**Source material:**
PR #4791, opened 2022-04-15
Store Phoenix version and Elixir requirement in text file.

eksperimental:
Simplify release process by storing Phoenix version and Elixir requirements in files

This PRs simplifies the release process by storing as single source of truth for:
- The Phoenix and Phoenix installer version in `VERSION`
- The Elixir requirement for Phoenix in `ELIXIR_REQUIREMENT`
- The Elixir requirement for Phoenix installer in `installer/ELIXIR_REQUIREMENT`

It removes the need to update the templates in the Phoenix installer.
Only .json and .md are required to be updated manually.


mix.exs
```diff
@@ -8,13 +8,15 @@ defmodule Phoenix.MixProject do
     end
   end
 
-  @version "1.6.4"
+  @version File.read!("VERSION")
```
cw789, line 11: Doesn't this also require to use `@external_resource`

eksperimental: it's an .exs file. It gets evaluated every time it is run. But I also wondered myself if there is a corner case where it should be required. Thank you for asking this.

cw789: You're right it's an `.exs`. But I think something then isn't working as expected (at least with Elixir v1.13.4).
If it means `mix test` should also always reevaluate `mix.exs` then it's definitely not working for me.

I think probably some special behavior for `mix.exs` coming with Elixir v1.13 has introduces something that this does not work as expexted. Probably related to https://github.com/elixir-lang/elixir/issues/11704.

eksperimental: It does not work with other elixir versions down to 1.10, either OTP 23 or 24,
Actually adding `@external_resource` does not solve the issue.

eksperimental: Apparently this feature has never worked in Elixir
with external_resource: https://github.com/eksperimental/debug_me/runs/6055378901?check_suite_focus=true
without it: https://github.com/eksperimental/debug_me/actions/runs/2180695163

here's the script that checks for it.
https://github.com/eksperimental/debug_me/blob/db6e04feeab1f29c4dbddd5a100c40661c7e93fe/check.sh

eksperimental: @cw789 The Mix tasks were storing the version number at compile time and that module didn't have a dependency on the VERSION file, so they file didn't get updated. Thanks @wojtekmach  for finding out the root cause.
Could you test it, I have, and it works as expected. Thank you.

cw789: Perfect. I've learned some new insights. Thank you.

chrismccord:
Thanks, but I think we're well covered by the current approach.

eksperimental:
> Thanks, but I think we're well covered by the current approach.

It is not.
There was a mismatching in the versions (that's actually why I came up with the PR).
If you look at these lines you will see what I mean:
Here the intaller says it is version 1.6.4 https://github.com/phoenixframework/phoenix/pull/4791/files#diff-268de1872950ff2850ee46314ffcf08e1e4c28b48a230000a3415fd423059a85L9

When the version tat the time of the PR was 1.6.8-dev https://github.com/phoenixframework/phoenix/pull/4791/files#diff-7b60b8e351cbb80c47459ffe2c79f1a26404871f49294780fe47ad0e58c09350

PR #4793, opened 2022-04-16
Add HTMLFormatter in formatter.exs templates

leandrocp:
That's an attempt to close #4749 

The config is added only if `@html` and Elixir >= 1.13.4 to meet formatter requirements.

PR #4794, opened 2022-04-16
CI - Bump Elixir to latest v1.13.4

leandrocp:
Just realized that CI won't test https://github.com/phoenixframework/phoenix/pull/4793 completely so It might be worth updating max Elixir version already.


leandrocp:
Closing it for now to debug locally

PR #4796, opened 2022-04-18
Fix flaky phx.gen.release ecto_sql check

alisinabh:
Sometimes in a project where everything is already compiled, The `mix phx.gen.release` task cannot correctly detect if ecto_sql is already installed or not. This is because the ecto_sql is in fact not loaded yet.

To resolve this we can either try to load ecto_sql using `Application.load(:ecto_sql)` before fetching the loaded apps or simply
use the `Mix.Project.deps_apps` to see if `ecto_sql` is there.

This PR currently implemented the latter.


chrismccord:
❤️❤️❤️🐥🔥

**What you are asked to do:**
Filter the entries above and copy only the lines that hold "storing".

**Written answer:**
Simplify release process by storing Phoenix version and Elixir requirements in files
This PRs simplifies the release process by storing as single source of truth for:
eksperimental: @cw789 The Mix tasks were storing the version number at compile time and that module didn't have a dependency on the VERSION file, so they file didn't get updated. Thanks @wojtekmach  for finding out the root cause.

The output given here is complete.